Three methods for bot management
There are three approaches to managing bot access to your site, ranging from the tried-and-true to add-on services that promise to take this chore off your plate.
robots.txt
robots.txt is a text file that lives at the root of your site. Its main advantage is that it’s pretty easy to use. You simply declare the user agent name of the bot and then allow or disallow it access to certain areas of your site.
Technically speaking, robots.txt does not allow for conditional expressions, but most of the major search indexers (Google, etc.) do recognize the * wildcard character, giving you some flexibility is setting a global access rule and then listing expectations to that rule – either a blacklist or whitelist.
For example:
User-agent: *
Disallow: /
User-agent: Googlebot
Allow: /
Disallow: /private/
User-agent: Bingbot
Allow: /page3.html
Allow: /page4.html
Disallow: /private/
Tells all robots (*) that they are not allowed to read your site, but then allows the whitelisted Googlebot and Bingbot to access some parts of your site, but definitely not your /private/ directory.
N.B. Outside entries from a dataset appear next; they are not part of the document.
PR #517, opened 2021-05-12
Remove shape duplication

jlippuner:
Remove optional dims argument when adding variable to `MeshBlockData` and use the shape from `Metadata` instead.

This way, the variable shape only exists in one place and it can't become inconsistent with the shape stored in `Metadata`.

## PR Checklist

- [x] Code passes cpplint
- [x] Code is formatted

### DIFF
--- a/src/interface/meshblock_data.hpp
+++ b/src/interface/meshblock_data.hpp
@@ -163,36 +163,6 @@ class MeshBlockData {
   ///
   /// This function will eventually look at the metadata flags to
   /// identify the size of the first dimension based on the
-  /// topological location.
-  ///
-  /// @param label the name of the variable
-  /// @param metadata the metadata associated with the variable
-  /// @param dims the size of each element
-  ///
-  /// TODO(JMM): DO NOT make these strings const reference.
-  /// passing in C-style string literals misbehaves
-  void Add(const std::string &label, const Metadata &metadata,
-           const std::vector<int> &dims);
-
-  ///
-  /// Allocate and add a variable<T> to the container
-  ///
-  /// This function will eventually look at the metadata flags to
-  /// identify the size of the first dimension based on the
-  /// topological location.
-  ///
-  /// @param labelVector the array of names of variables
-  /// @param metadata the metadata associated with the variable
-  /// @param dims the size of each element
-  ///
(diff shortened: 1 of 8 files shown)


src/interface/meshblock_data.hpp
```diff
@@ -461,8 +431,7 @@ class MeshBlockData {
   MapToVariablePack<T> coarseVarPackMap_; // cache for varpacks over coarse arrays
   MapToVariableFluxPack<T> varFluxPackMap_;
 
-  void calcArrDims_(std::array<int, 6> &arrDims, const std::vector<int> &dims,
-                    const Metadata &metadata);
+  std::array<int, 6> calcArrDims_(const Metadata &metadata);
```
Yurlungur, line 434: Are there any performance implications of this change? or does the move operator save us?

Yurlungur (approved):
Looks good! I'm pretty sure this shouldn't have any downstream implications, since downstream codes should be setting shape in metadata anyway.

src/interface/meshblock_data.hpp
jlippuner: Good question. The compiler should do a return value optimization here, meaning it shouldn't make an unnecessary copy of the `std::array`, so I think there shouldn't be any performance penalty. Maybe it would even perform slightly better because we save a pointer lookup :)

src/interface/metadata.hpp
```diff
@@ -166,67 +166,65 @@ class Metadata {
...
-      : associated_(associated), shape_(shape) {
+  Metadata() = default;
+
+  // There are 4 optional arguments: shape, sparse_id, component_labels, and associated,
+  // so we'll need 16 constructors to provide all possible variants
+
+  // 5 constructors, this is the general constructor called by all other constructors, so
+  // we do some sanity checks here
+  Metadata(const std::vector<MetadataFlag> &bits, const std::vector<int> &shape = {1},
+           int sparse_id = -1, const std::vector<std::string> component_labels = {},
```
JoshuaSBrown: I think you can make component_labels a reference to avoid a copy.

JoshuaSBrown (approved):
Nice little improvement.

src/interface/metadata.hpp
jlippuner: Good catch, this should be a ref. Thanks!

You can use the wildcard * to omit or include file types and specific subdirectories from bot scans.
Note that robots.txt does not include IP address or other criteria for identifying potential threats. And it relies on the visiting bot to honor the directives it provides – a genuinely bad robot will just ignore it and go about its nasty business. That’s what firewalls and other layered security is for.
Server-side access
Web server platforms offer a variety of tools – including IP address blocking and custom response paths – that can give you more discrete control over bots.
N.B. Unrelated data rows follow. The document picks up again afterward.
PR #519, opened 2021-05-13
Add SHA256 checksum to bash uploader script

JoshuaSBrown:
## PR Summary

This is a small pr. Adds a checksum check, for the bash uploader script. This should make it more secure. We can verify that the file has not been tampered with. 

## PR Checklist

- [x] Code passes cpplint
- [x] Code is formatted


JoshuaSBrown:
ping @jlippuner @pgrete @Yurlungur this is a really small pr that should not affect anything, please take a look when you get a chance.

pgrete (commented):
AFAIK the hash may change rather frequently (which we require us to update it manually every time).
Codecov provides some best practices on how to get the hash automatically, see https://about.codecov.io/blog/validating-the-bash-script-on-ci/
Of course, this does not help in a situation where their GitHub and website are compromised simultaneously.
I think using the automated validation is a is a good balance between maintainability and security.

JoshuaSBrown:
> AFAIK the hash may change rather frequently (which we require us to update it manually every time).
> Codecov provides some best practices on how to get the hash automatically, see https://about.codecov.io/blog/validating-the-bash-script-on-ci/
> Of course, this does not help in a situation where their GitHub and website are compromised simultaneously.
> I think using the automated validation is a is a good balance between maintainability and security.

That is some great feedback. Will refactor.

cmake/CodeCovBashDownloadScript.cmake
```diff
@@ -0,0 +1,13 @@
+#=========================================================================================
+# (C) (or copyright) 2020-2021. Triad National Security, LLC. All rights reserved.
```
jlippuner, line 2: Shouldn't this be only 2021?

jlippuner (approved):
This looks good. My only concern is what was mentioned already that the hash might change frequently. Do we really have to download the bash script every time we run cmake? I would expect that the scripts are backwards compatible, so we could just put one known-good script in the Parthenon repo and use that. Later we can update and check manually, if need be.

cmake/CodeCovBashDownloadScript.cmake
JoshuaSBrown: Good point.

JoshuaSBrown:
> This looks good. My only concern is what was mentioned already that the hash might change frequently. Do we really have to download the bash script every time we run cmake? I would expect that the scripts are backwards compatible, so we could just put one known-good script in the Parthenon repo and use that. Later we can update and check manually, if need be.

That is a possibility, though there might be license implications to directly including third party packages in the repo, I should check.

JoshuaSBrown:
@jlippuner I think I will go with your solution, it is a little easier to implement, one can always update the files when necessary. I will place the script in the external folder. As long as the license is included with the script there shouldn't be a problem.

Yurlungur (commented):
I agree with @pgrete and @jlippuner 's comments. I'll wait for the new version before doing a full review.

pgrete:
> @jlippuner I think I will go with your solution, it is a little easier to implement, one can always update the files when necessary. I will place the script in the external folder. As long as the license is included with the script there shouldn't be a problem.

I suggest to do some additional research first because as far as I understand I'm not convinced this will nor (not be required).
The main point of using that external script is so that the results can be uploaded and processed by codecov.
Thus, it's a 100% external dependency and is changed by codecov when they change their parsing infrastructure.
I'd be surprised if they keep backwards compatibility, i.e., allowing us to use an outdated script when we'd rerun coverage (with upload to codecov) using some commit in the past.
Moreover, I'm not sure there's even a usecase for the latter, i.e., I  cannot imagine a situation where we need to run code coverage for an old commit and upload the results to codecov.

JoshuaSBrown:
> > @jlippuner I think I will go with your solution, it is a little easier to implement, one can always update the files when necessary. I will place the script in the external folder. As long as the license is included with the script there shouldn't be a problem.
> 
> I suggest to do some additional research first because as far as I understand I'm not convinced this will nor (not be required).
> The main point of using that external script is so that the results can be uploaded and processed by codecov.
> Thus, it's a 100% external dependency and is changed by codecov when they change their parsing infrastructure.
> I'd be surprised if they keep backwards compatibility, i.e., allowing us to use an outdated script when we'd rerun coverage (with upload to codecov) using some commit in the past.
> Moreover, I'm not sure there's even a usecase for the latter, i.e., I cannot imagine a situation where we need to run code coverage for an old commit and upload the results to codecov.

I messaged the CodeCov people to see if they maintain backwards compatibility.

pgrete:
> > > @jlippuner I think I will go with your solution, it is a little easier to implement, one can always update the files when necessary. I will place the script in the external folder. As long as the license is included with the script there shouldn't be a problem.
> > 
> > 
> > I suggest to do some additional research first because as far as I understand I'm not convinced this will nor (not be required).
> > The main point of using that external script is so that the results can be uploaded and processed by codecov.
> > Thus, it's a 100% external dependency and is changed by codecov when they change their parsing infrastructure.
> > I'd be surprised if they keep backwards compatibility, i.e., allowing us to use an outdated script when we'd rerun coverage (with upload to codecov) using some commit in the past.
> > Moreover, I'm not sure there's even a usecase for the latter, i.e., I cannot imagine a situation where we need to run code coverage for an old commit and upload the results to codecov.
> 
> I messaged the CodeCov people to see if they maintain backwards compatibility.

Maybe I'm missing sth very basic, but what would be *our* usecase to go back to an old commit, run coverage on that commmit, and then upload it with an old version of the codecov script?
Even if we ever want to run code coverage for an old commit (for which I also cannot imagine a usecase right now), I still expect that the resulting report should processed/uploaded with the interface codecov uses at the time of running the coverage.

JoshuaSBrown:
> > > > @jlippuner I think I will go with your solution, it is a little easier to implement, one can always update the files when necessary. I will place the script in the external folder. As long as the license is included with the script there shouldn't be a problem.
> > > 
> > > 
> > > I suggest to do some additional research first because as far as I understand I'm not convinced this will nor (not be required).
> > > The main point of using that external script is so that the results can be uploaded and processed by codecov.
> > > Thus, it's a 100% external dependency and is changed by codecov when they change their parsing infrastructure.
> > > I'd be surprised if they keep backwards compatibility, i.e., allowing us to use an outdated script when we'd rerun coverage (with upload to codecov) using some commit in the past.
> > > Moreover, I'm not sure there's even a usecase for the latter, i.e., I cannot imagine a situation where we need to run code coverage for an old commit and upload the results to codecov.
> > 
> > 
> > I messaged the CodeCov people to see if they maintain backwards compatibility.
> 
> Maybe I'm missing sth very basic, but what would be _our_ usecase to go back to an old commit, run coverage on that commmit, and then upload it with an old version of the codecov script?
> Even if we ever want to run code coverage for an old commit (for which I also cannot imagine a usecase right now), I still expect that the resulting report should processed/uploaded with the interface codecov uses at the time of running the coverage.

None, that's not what I was concerned about, I was concerned that their public interface would change at some point. Generally, breaking changes like that are rare but I thought that was where your hesitation was stemming from. If you are not concerned about the public interface changing, then what is wrong with storing a version of the code covarage script in the parthenon repo as opposed to downloading it each time?

pgrete:
> > > > > @jlippuner I think I will go with your solution, it is a little easier to implement, one can always update the files when necessary. I will place the script in the external folder. As long as the license is included with the script there shouldn't be a problem.
> > > > 
> > > > 
> > > > I suggest to do some additional research first because as far as I understand I'm not convinced this will nor (not be required).
> > > > The main point of using that external script is so that the results can be uploaded and processed by codecov.
> > > > Thus, it's a 100% external dependency and is changed by codecov when they change their parsing infrastructure.
> > > > I'd be surprised if they keep backwards compatibility, i.e., allowing us to use an outdated script when we'd rerun coverage (with upload to codecov) using some commit in the past.
> > > > Moreover, I'm not sure there's even a usecase for the latter, i.e., I cannot imagine a situation where we need to run code coverage for an old commit and upload the results to codecov.
> > > 
> > > 
> > > I messaged the CodeCov people to see if they maintain backwards compatibility.
> > 
> > 
> > Maybe I'm missing sth very basic, but what would be _our_ usecase to go back to an old commit, run coverage on that commmit, and then upload it with an old version of the codecov script?
> > Even if we ever want to run code coverage for an old commit (for which I also cannot imagine a usecase right now), I still expect that the resulting report should processed/uploaded with the interface codecov uses at the time of running the coverage.
> 
> None, that's not what I was concerned about, I was concerned that their public interface would change at some point. 

Isn't that the point of downloading every time? If their interface changes, the downloaded file would not work any more and the only (?) way for us to know whether the interface changed is to check for this every time we run it.

Maybe we're talking about different things. All my comments were targeted at the script provided by codecov to upload our results (created interdependently of that script using a set of tools within our control) so that it can be processed at the time of upload on their systems.


> Generally, breaking changes like that are rare but I thought that was where your hesitation was stemming from. If you are not concerned about the public interface changing, then what is wrong with storing a version of the code covarage script in the parthenon repo as opposed to downloading it each time?

See above. As far as I understand we'd have to download sth anyway (at least the hashes) to ensure that the version we're trying to use to push the results is up to date.

JoshuaSBrown:
@pgrete ok this should make you happy.

JoshuaSBrown:
This needs to be retriggered via the web on ci/gitlab/gitlab.com to test the coverage functionality, it won't run by default on a branch other than develop.

pgrete (commented):
Thanks for the update. I triggered the full test suite.

With the more simple testing now, do we still need that separate file or would the three line version used in the codecov blog entry also work, e.g.,
```shell
curl -fLso codecov https://codecov.io/bash;
VERSION=$(grep -o 'VERSION=\"[0-9\.]*\"' codecov | cut -d'"' -f2);
shasum -a 256 -c --ignore-missing <(curl -s "https://raw.githubusercontent.com/codecov/codecov-bash/${VERSION}/SHA256SUM")
```

JoshuaSBrown:
> Thanks for the update. I triggered the full test suite.
> 
> With the more simple testing now, do we still need that separate file or would the three line version used in the codecov blog entry also work, e.g.,
> 
> ```shell
> curl -fLso codecov https://codecov.io/bash;
> VERSION=$(grep -o 'VERSION=\"[0-9\.]*\"' codecov | cut -d'"' -f2);
> shasum -a 256 -c --ignore-missing <(curl -s "https://raw.githubusercontent.com/codecov/codecov-bash/${VERSION}/SHA256SUM")
> ```

I intentionally used cmake functionality to avoid external dependence on external tools as it guarantees portability. I don't see the advantage of switching it, that will tie it to those commands albeit there is not likely to be a problem as grep curl etc are pretty ubiquitous. 

I think this is a preference thing.

jlippuner:
> > Thanks for the update. I triggered the full test suite.
> > With the more simple testing now, do we still need that separate file or would the three line version used in the codecov blog entry also work, e.g.,
> > ```shell
> > curl -fLso codecov https://codecov.io/bash;
> > VERSION=$(grep -o 'VERSION=\"[0-9\.]*\"' codecov | cut -d'"' -f2);
> > shasum -a 256 -c --ignore-missing <(curl -s "https://raw.githubusercontent.com/codecov/codecov-bash/${VERSION}/SHA256SUM")
> > ```
> 
> I intentionally used cmake functionality to avoid external dependence on external tools as it guarantees portability. I don't see the advantage of switching it, that will tie it to those commands albeit there is not likely to be a problem as grep curl etc are pretty ubiquitous.
> 
> I think this is a preference thing.

I agree with @JoshuaSBrown. Using just 3 lines would be nicer, but I think using CMake commands is the better option here for portability.

JoshuaSBrown:
@par-hermes format

pgrete (approved):
Outvoted and approved :smiley:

Apache often uses .htaccess files, which take the form
DirectiveName directive_value
For example, the .htaccess file:
RewriteEngine On
RewriteCond %{REMOTE_ADDR} ^192\.168\.[0-9]{1,3}\.[0-9]{1,3}$
RewriteRule ^(.*)$ http://example.com/301-error-page.html [R=301,L]
Tells Apache to send any request from a stated IP range to a 301 error.
There are far too many possible directives to cover in this blog post, of course (here’s Apache’s resource, if you need a reference.)
But, needless to say, admins have gotten really creative in the ways they use scripting and .htaccess files to create custom security alerts and enforce “crawl budgets” for the number of pages they will allow a bot to read before it compromises site performance. We particularly like this project at GitHub, which includes a comprehensive and regularly updated list of about 1,000 bad bots, as well as 7,000 bad referrers.
Third-party and integrated services
Not surprisingly, a market has grown in web application firewall (WAF) tools that provide enormous flexibility and granularity over how you manage bots. Some of these tools are offered as third-party add-ons to self-hosted sites; others are integrated directly into virtual hosting environments.
These tools propose to offer an anti-virus level of protection from nefarious bots. After all, IP addresses can be spoofed and your team probably has better stuff to do than constantly updating your blacklist.
And, depending on the volume of traffic your site handles, these tools can be remarkably affordable. Amazon Web Service (AWS) bot control costs about $10 per 1 million targeted requests. For high-traffic sites that want to carefully manage compute costs and possible data security issues, you can see how this would pay off pretty quickly. And, of course, these tools allow you to custom configure settings for special use cases, like the Gen AI crawlers we discussed a bit earlier.
Bot management is basic, but critical
In this post, we’ve looked at the various ways you can identify and manage access for the bots that want to crawl your website – often with bad intentions. None of these maintenance tasks are particularly challenging, from a technical standpoint, but they are critical in keeping your site up and running and protecting your intellectual property.